Chiko Fujibayashi

Personal information
- Born: 14 January 1996 (age 30) Shiga Prefecture, Japan
- Height: 161 cm (5 ft 3 in)
- Weight: 55 kg (121 lb)

Sport
- Sport: Field hockey
- Position: Midfield

Senior career
- Years: Team / Caps / Goals
- –: Coca Cola Red Sparks / - / -

National team
- Years: Team / Caps / Goals
- 2016: Japan U–21 / 5 / (0)
- 2017–: Japan / 26 / (6)

Medal record
Women's field hockey
Representing Japan
Asian Cup
| Gold medal – first place | 2022 Muscat |  |
| Bronze medal – third place | 2025 Hangzhou |  |
Asian Champions Trophy
| Silver medal – second place | 2023 Ranchi |  |
FIH Nations Cup
| Bronze medal – third place | 2022 Valencia |  |

= Chiko Fujibayashi =

Japanese field hockey player

Chiko Fujibayashi (藤林 千子, born 14 January 1996) is a Japanese field hockey player.

==Personal life==
Chiko Fujibayashi was born in the Shiga Prefecture.

==Career==
===Domestic league===
In the Japanese national league, Fujibayashi represents the Coca Cola Red Sparks.

===Under–21===
In 2016, Fujibayashi was a member of the Japanese U–21 team at the FIH Junior World Cup in Santiago.

===Cherry Blossoms===
Fujibayashi made her senior international debut in 2017 at the Asian Cup in Kakamigahara.

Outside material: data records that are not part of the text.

PR #410, opened 2021-04-06
feat: add archiveFormat configuration property

### LINKED ISSUE #409: Introduce archiveFormat configuration property

Feature. 🚀 

The application creates a ZIP archive for each bundled function.

Introducing a new configuration property that allows users to configure the output format.

- Proposed name: `archiveFormat`
- Possible values: `zip`, `none`
- Default value: `zip`

If the value is `none`, each function generates a directory containing all the bundled files.

This option would be used by the CLI for serving bundled functions without the need to zip/unzip files.

eduardoboucas:
**- Summary**

This PR introduces a new `archiveFormat` configuration property.

Closes #409.

**- Test plan**

Added 2 new tests.

feat: add archiveFormat configuration property

b3382984d7818ed5b99ed899e98c9913


README.md
```diff
@@ -84,20 +93,19 @@ The following properties are accepted:
...
-  _Type_: `array<string>`\
+  _Type_: `array<string>`
 
   List of Node modules to keep out of the bundle.
 
 - `nodeBundler`
 
-  _Type_: `string`\
-  _Default value_: `zisi`
+  _Type_: `string` _Default value_: `zisi`
```
ehmicky, line 108: I believe this might have been accidental.

src/runtimes/node/index.js
```diff
@@ -53,6 +55,7 @@ const zipFunction = async function ({
   }
 
   return zipEsbuild({
+    archiveFormat,
     config,
     destFolder,
     destPath,
```
ehmicky, line 61: This line can be removed.

src/zip_node.js
```diff
@@ -1,16 +1,73 @@
...
+  const functionFolder = join(destFolder, basename(filename, extension))
+
+  // Creating the function folder.
+  await makeDir(functionFolder)
+
+  // Writing entry file.
+  await pWriteFile(join(functionFolder, entryFilename), entryContents)
+
+  // Copying source files.
+  await pMap(
```
ehmicky, line 45: Would [`p-limit`](https://github.com/sindresorhus/p-limit) be better here, since we don't use the return value of `p-map`?

src/zip_node.js
```diff
@@ -1,16 +1,73 @@
...
 const { startZip, addZipFile, addZipContent, endZip } = require('./archive')
+const { ARCHIVE_FORMAT_ZIP } = require('./utils/consts')
 
 const pStat = promisify(fs.stat)
+const pWriteFile = promisify(fs.writeFile)
 
-// Zip a Node.js function file
-const zipNodeJs = async function ({ basePath, destPath, filename, mainFile, pluginsModulesPath, aliases, srcFiles }) {
+// Taken from https://www.npmjs.com/package/cpy.
+const COPY_FILE_CONCURRENCY = os.cpus().length === 0 ? 2 : os.cpus().length * 2
```
ehmicky, line 19: Could `cpy` be used directly?
One potential issue is the globbing, maybe it can be disabled?

ehmicky (approved):

README.md
eduardoboucas: It was! Thanks. Fixed in https://github.com/netlify/zip-it-and-ship-it/pull/410/commits/b29fd723a3db7b82cbeb128c1ea70714a441042c.

src/runtimes/node/index.js
eduardoboucas: Absolutely. The path is now computed in the individual zip functions. Fixed in https://github.com/netlify/zip-it-and-ship-it/pull/410/commits/b29fd723a3db7b82cbeb128c1ea70714a441042c.

src/zip_node.js
eduardoboucas: I tried using `cpy` initially, but I wasn't able to correctly preserve the hierarchy of files in the target directory.
The library offers the [`parents` option](https://github.com/sindresorhus/cpy#parents), but it doesn't seem to do exactly what we need, i.e. it doesn't seem to compute the relative path like we're doing.

ehmicky: I've had the same problem pretty often when using that library. The `parents` option is not intuitive.
Usually, I manage to copy recursively using the following (odd) syntax:

```js
await cpy('**', destDir, { cwd: srcDir, parents: true })
```

eduardoboucas: Yes, I've considered that. We're using that approach somewhere in the ZISI tests.

However, I don't think it'll work here because we don't want to copy all files under a certain directory. We only want to copy the files contained in the array.

Also, because of the `aliases` object, we need the ability to modify individual paths before copying them, which we wouldn't be able to do using `cpy`.

Finally, `cpy` is currently under `devDependencies`, and by moving it to `dependencies` we'd be adding to the package size. I would rather avoid that, if possible.

ehmicky: This makes sense, thanks for explaining :+1:

tests/main.js
```diff
@@ -406,10 +410,26 @@ testBundlers('Can reduce parallelism', [ESBUILD, ESBUILD_ZISI, DEFAULT], async (
...
+        return ESBUILD
+
+      case DEFAULT:
+        return JS_BUNDLER_ZISI
+
+      default:
+        return bundler
+    }
+  }
+  const outBundler = getOutBundler()
```
ehmicky, line 428: Would an object work in this case?

```js
const outBundlers = { [ESBUILD_ZISI]: ESBUILD, [DEFAULT]: JS_BUNDLER_ZISI }
const outBundler = outBundlers[bundler] || bundler
```

eduardoboucas: Sure! Done in https://github.com/netlify/zip-it-and-ship-it/pull/410/commits/2826d4bb1632130f7e458c8857346fd0882b4321.

Issue #399, opened 2021-04-01
Add benchmarks to CI


eduardoboucas:
We should performance benchmarks as part of the CI flow, giving us visibility of whether a PR is about to introduce any performance degradation.

eduardoboucas:
Done in https://github.com/netlify/zip-it-and-ship-it/pull/411.

PR #411, opened 2021-04-06
chore: add benchmark

eduardoboucas:
**- Summary**

First attempt at https://github.com/netlify/zip-it-and-ship-it/issues/399.

chore: add benchmark

snails-af1f9bf


benchmarks/run.sh
```diff
@@ -0,0 +1,3 @@
+#!/usr/bin/env bash
+(cd benchmarks/fixtures && npm ci);
```
ehmicky, line 2: Would `npm ci --prefix benchmarks/fixtures` work?

benchmarks/run.sh
```diff
@@ -0,0 +1,3 @@
+#!/usr/bin/env bash
```
eduardoboucas, line 1: I've opted for a bash script just to avoid polluting `package.json` with dependencies that are only used in the benchmark fixtures, but I'm open to alternative ideas.

ehmicky (approved):

.github/workflows/benchmark.yml
```diff
@@ -0,0 +1,29 @@
...
+        uses: actions/setup-node@v2.1.5
+
+      - name: Install dependencies
+        run: npm ci
+
+      - name: Run benchmarks
+        run: npm run benchmark
+
+      - name: Delta-T
+        uses: eduardoboucas/delta-t-action@main
```
eduardoboucas, line 26: We can transfer this to the `netlify` org if/when we're happy with this approach.

benchmarks/run.sh
eduardoboucas: Absolutely, thanks! Done in https://github.com/netlify/zip-it-and-ship-it/pull/411/commits/91b08cf7dd9b50186d4c410a99bfdf6fc2cec6e9.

Throughout her career, Fujibayashi has medalled with the national team numerous times. She won gold at the 2022 Asian Cup in Muscat, silver at the 2023 Asian Champions Trophy in Ranchi and bronze at the 2022 FIH Nations Cup in Valencia.

She was named in the squad for the 2024 FIH Olympic Qualifiers in Ranchi.